Грег Стиллмен находился в спальне. Из одежды на нем не было ничего, кроме трусов в бело-голубую полоску. Вокруг шеи обмотан черный кожаный ремень, широкая медная пряжка еле виднелась — настолько распухло горло. Другой конец ремня был перекинут через дверь платяного шкафа и терялся где-то там, в его глубине. Сама дверь была плотно прикрыта, чтобы удержать его на месте. Рядом на боку валялся складной стул — очевидно, перевернулся, когда Грег оттолкнул его ногой.
— Никто бы ни за что не стал поступать так, — заметил Редмонд, — имея хоть малейшее представление о том, как, черт возьми, они потом будут выглядеть. Или пахнуть.
Лицо распухло до неузнаваемости, жилы на шее вздуты, кожа посинела. Желудок и кишечник опорожняются автоматически. Ядовитые газы образуются во внутренних органах и находят путь наружу. Плоть гниет.
— Вот сукин сын, бедолага, — пробормотал Редмонд. — Страшно не хочется оставлять его здесь, висящим на ремне. Но ему уже все равно, снимем мы его или нет.
Эксперт-криминалист считал, что кончать жизнь самоубийством таким способом — последнее дело.
— Потому что ты умираешь не сразу, а долго и мучительно, — пояснил он. — И в полном сознании. Крутишься вокруг своей оси, как форель на леске, и уже слишком поздно, чтобы передумать. Вот, посмотрите сюда, на дверь. Видите отметины? Это он брыкался. Можно принять таблетки, заснуть и больше не проснуться. А если вдруг человек передумал, когда уже проглотил их, у него, как правило, есть время вызвать неотложку, чтобы врачи промыли ему желудок.
— Или же засунуть в рот ствол и пальнуть. По крайней мере быстро.
— Да, просто зрелище потом неприглядное, все забрызгано кровью и мозгами, — кивнул медэксперт. — Но если не тебе убирать, то какая разница?
— Мне? — откликнулся Редмонд. — Нет уж, пожалуйста, избавьте меня от всего этого, ладно? Лично я не собираюсь совать в рот пушку.
— Вы ведь не курите, нет? Я бросил несколько лет назад, — вздохнул Редманд. — Но когда сталкиваюсь с чем-то подобным, жалею, что не курю, и страшно не хватает сигары. Примерно фут длиной и дюйм толщиной. В самый раз, чтобы отбить этот жуткий запах.
Мы сидели в «Изумрудной звезде», баре на Второй авеню, который я заметил еще во время первого своего визита в дом Грега. Барменом здесь работал сухопарый испанец с длинными бакенбардами и тоненькими, словно выведенными карандашом усиками. Редмонд, который пил виски с водой, когда мы встречались с ним в «Менестреле», заказал сейчас шотландский виски «Кэтти Сарк», чистый, без содовой и льда.

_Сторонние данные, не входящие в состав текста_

PR #2611, opened 2023-07-21
add rbac_permissions to current-user response + rbac_enabled to current-org response

joeyorlando:
# What this PR does

unblocks https://github.com/grafana/oncall-mobile-app/issues/152

## Checklist


joeyorlando:
@imtoori you can use these as such:

`GET /api/internal/v1/current_team/` (not aptly named imo, actually represents the currently authenticated user's _organization_)

```json
{
    "pk": "OJLC8P3BPHABN",
    "name": "Self-Hosted Organization",
    "slack_team_identity": null,
    "slack_channel": null,
    "rbac_enabled": true,
    "is_resolution_note_required": false,
    "env_status": {
        "telegram_configured": true,
        "phone_provider": {
            "configured": true,
            "test_sms": false,
            "test_call": true,
            "verification_call": false,
            "verification_sms": true
        }
    },
    "banner": {
        "body": null,
        "title": null
    }
}
```

`GET /api/internal/v1/user/` - I believe you're already using this one

```json
{
    ...<other stuff>
    "role": 0,
    "rbac_permissions": [
        {
            "action": "grafana-oncall-app.alert-groups:read"
        },
        {
            "action": "grafana-oncall-app.alert-groups:write"
        },
        ...<big list of permissions>
    ]
}
```

vadimkerr (approved):
LGTM

vadimkerr:
@joeyorlando I think `current_team` is used as the endpoint path because `organization` was called `team` in the past. I think a good solution would be to register the same view under an additional `current_organization` (or just `organization`) path, and update plugin & mobile app accordingly. It's probably out of the scope of this PR, but if it's a one line change consider adding it here so the mobile app uses the correct route right away.

joeyorlando:
> I think a good solution would be to register the same view under an additional current_organization (or just organization) path, and update plugin & mobile app accordingly

I like this idea, especially because it's easier to deprecate `current_team` if the mobile app isn't already consuming it. will give it a go 👍

engine/apps/api/urls.py
```diff
@@ -106,5 +108,3 @@
     path(r"login/<backend>/", auth.overridden_login_slack_auth, name="slack-auth"),
     path(r"complete/<backend>/", auth.overridden_complete_slack_auth, name="complete-slack-auth"),
 ]
-
-urlpatterns += router.urls
```
joeyorlando, line 110: this line is essentially a duplicate of [line 69](https://github.com/grafana/oncall/pull/2611/files#diff-d87ee8df9c3c7eed2c4b729461f3831c5318b69907c58cdc0a2e566c170c2e9bR69) and can be removed:
Screenshot 2023-07-21 at 15 49 00

joeyorlando:
@grafana/grafana-oncall-frontend can I get some 👀 ?

the main changes here are renaming `teamStore` -> `organizationStore`. the naming of `teamStore` was a bit misleading as it represents an organization, just needed to be updated (`grafanaTeamStore` === "team store"). Also updated the API calls to move calls to `/current_team/` to `/organization/`. `/current_team/` will be deprecated in the near future.

grafana-plugin/src/models/organization/organization.ts
joeyorlando, line 1: moved from `TeamStore`. There were a few things on `TeamStore` that were also removed as they were no longer used:
```tsx
  @observable
  redirectingToProperTeam = false;

  @observable.shallow
  teams: { [id: number]: Team[] } = {};
```

grafana-plugin/src/models/organization/organization.ts
```diff
@@ -0,0 +1,30 @@
...
+
+import { Organization } from './organization.types';
+
+export class OrganizationStore extends BaseStore {
+  @observable
+  currentOrganization?: Organization;
+
+  constructor(rootStore: RootStore) {
+    super(rootStore);
+    this.path = '/organization/';
```
joeyorlando, line 15: this was changed from `/current_team/`, see [this change](https://github.com/grafana/oncall/pull/2611/files#diff-d87ee8df9c3c7eed2c4b729461f3831c5318b69907c58cdc0a2e566c170c2e9bR72-L72) on the backend

grafana-plugin/src/models/user/user.types.ts
```diff
@@ -36,7 +35,6 @@ export interface User {
     slack_login: string;
   } | null;
   post_onboarding_entry_allowed: any;
-  teams: Team[];
```
joeyorlando, line 39: this is not used

grafana-plugin/src/state/rootBaseStore/index.ts
```diff
@@ -80,29 +80,29 @@ export class RootBaseStore {
...
-  slackStore: SlackStore = new SlackStore(this);
-  slackChannelStore: SlackChannelStore = new SlackChannelStore(this);
-  heartbeatStore: HeartbeatStore = new HeartbeatStore(this);
-  scheduleStore: ScheduleStore = new ScheduleStore(this);
-  userGroupStore: UserGroupStore = new UserGroupStore(this);
-  alertGroupStore: AlertGroupStore = new AlertGroupStore(this);
-  resolutionNotesStore: ResolutionNotesStore = new ResolutionNotesStore(this);
-  apiTokenStore: ApiTokenStore = new ApiTokenStore(this);
-  globalSettingStore: GlobalSettingStore = new GlobalSettingStore(this);
-  filtersStore: FiltersStore = new FiltersStore(this);
```
joeyorlando, line 105: typing here is redundant. these attributes are properly typed w/o the explicit typing.

vadimkerr (approved):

Думаю, он сделал очень разумный выбор. Но я заказал себе только кока-колу.
— Мой первый напарник, — заметил я, — питал пристрастие к таким маленьким итальянским сигаркам, похожим на обрезки перекрученной веревки. Они продавались в узких картонных коробках, по пять или шесть штук в каждой. Вроде бы этот сорт назывался «Де Нобили», но сам Махафи окрестил их вонючками из Генуи.
— Сегодня его обвинили бы в оскорблении национального достоинства.
— Вполне могли, но ему было плевать. Я терпеть не мог запаха этих вонючек. Но когда нам с ним приходилось сталкиваться с таким кошмаром, как сегодня, он закуривал эту свою сигарку, и мне тоже давал одну, и я прикуривал и затягивался.
— Готов поспорить, вам это нравилось.
— Во всяком случае, помогало.
Редмонд приподнял свой стакан, посмотрел через него на свет лампы над головой. Что пытался там разглядеть, непонятно. Я и сам так часто делал, не знаю почему.
— И записки не оставил, — пробормотал он.
— Нет.
— У меня сложилось впечатление, он не из тех, кто будет оставлять посмертные записки. Впрочем, вы знали его лучше, чем я.
— А у меня впечатление, что он был не из тех, кто станет кончать жизнь самоубийством, — заметил я.
— Все принадлежат к этому типу, — возразил Редмонд. — Но фокус в том, что большинство так и не решается.
— Возможно.
— Мой отец покончил с собой. Понимаете, что это значит? — Я понимал, но он не стал дожидаться ответа. — Это означает, что наследственность у меня дурная. Точных цифр не помню, но сыновья самоубийц гораздо чаще сводят счеты с жизнью, нежели остальные люди.
— Однако это еще не означает, что у них нет выбора.